# Problem statement
Reproduce all entries word for word.

# Record extracts
┌──

PR #369, opened 2025-01-15
Instantiate `_command_menu_map` with all needed `defaultdicts`

DragaDoncila:
This PR fixes a bug in `napari/napari` with loading shimmed npe1 plugins.

On the napari side, we never distinguish between shimmed npe1 plugins and npe2 plugins. This means even though npe1 plugins can't declare menu contributions, we need to be able to index into the `_command_menu_map` for any commands shimmed plugins declare, and get an empty list back.

This PR moves the instantiation of the two extra levels of `defaultdict` up to the declaration of the `_command_menu_map`, so that it can always be fully indexed. I've also added an additional comment, and a specific test for npe1 adapters.

### DIFF
--- a/src/npe2/_plugin_manager.py
+++ b/src/npe2/_plugin_manager.py
@@ -237,7 +237,9 @@ class PluginManager:
         self.events = PluginManagerEvents(self)
         self._npe1_adapters: List[NPE1Adapter] = []
         self._command_menu_map: Dict[str, Dict[str, Dict[str, List[MenuCommand]]]] = (
-            defaultdict(dict)
+            # for each manifest, maps command IDs to menu IDs to list of MenuCommands
+            # belonging to each menu
+            defaultdict(lambda: defaultdict(lambda: defaultdict(list)))
         )
 
         # up to napari 0.4.15, discovery happened in the init here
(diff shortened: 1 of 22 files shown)


src/npe2/_plugin_manager.py
```diff
@@ -237,7 +237,15 @@ def __init__(
...
         self._command_menu_map: Dict[str, Dict[str, Dict[str, List[MenuCommand]]]] = (
-            defaultdict(dict)
+            # for each manifest, maps command IDs to menu IDs to list of MenuCommands
+            # belonging to that menu
+            # i.e. manifest -> command -> menu_id -> list[MenuCommand]
+            # we keep a list of MenuCommands even though we've already indexed by
+            # command ID **and** menu ID because it's possible to declare the
+            # same command in the same menu with different `when` and `group`
+            # fields. This seems an unlikely use case, but it is possible in
+            # the current schema.
```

└──

# Answer to the exercise
PR #369, opened 2025-01-15
Instantiate `_command_menu_map` with all needed `defaultdicts`

DragaDoncila:
This PR fixes a bug in `napari/napari` with loading shimmed npe1 plugins.

On the napari side, we never distinguish between shimmed npe1 plugins and npe2 plugins. This means even though npe1 plugins can't declare menu contributions, we need to be able to index into the `_command_menu_map` for any commands shimmed plugins declare, and get an empty list back.

This PR moves the instantiation of the two extra levels of `defaultdict` up to the declaration of the `_command_menu_map`, so that it can always be fully indexed. I've also added an additional comment, and a specific test for npe1 adapters.

### DIFF
--- a/src/npe2/_plugin_manager.py
+++ b/src/npe2/_plugin_manager.py
@@ -237,7 +237,9 @@ class PluginManager:
         self.events = PluginManagerEvents(self)
         self._npe1_adapters: List[NPE1Adapter] = []
         self._command_menu_map: Dict[str, Dict[str, Dict[str, List[MenuCommand]]]] = (
-            defaultdict(dict)
+            # for each manifest, maps command IDs to menu IDs to list of MenuCommands
+            # belonging to each menu
+            defaultdict(lambda: defaultdict(lambda: defaultdict(list)))
         )
 
         # up to napari 0.4.15, discovery happened in the init here
(diff shortened: 1 of 22 files shown)


src/npe2/_plugin_manager.py
```diff
@@ -237,7 +237,15 @@ def __init__(
...
         self._command_menu_map: Dict[str, Dict[str, Dict[str, List[MenuCommand]]]] = (
-            defaultdict(dict)
+            # for each manifest, maps command IDs to menu IDs to list of MenuCommands
+            # belonging to that menu
+            # i.e. manifest -> command -> menu_id -> list[MenuCommand]
+            # we keep a list of MenuCommands even though we've already indexed by
+            # command ID **and** menu ID because it's possible to declare the
+            # same command in the same menu with different `when` and `group`
+            # fields. This seems an unlikely use case, but it is possible in
+            # the current schema.
```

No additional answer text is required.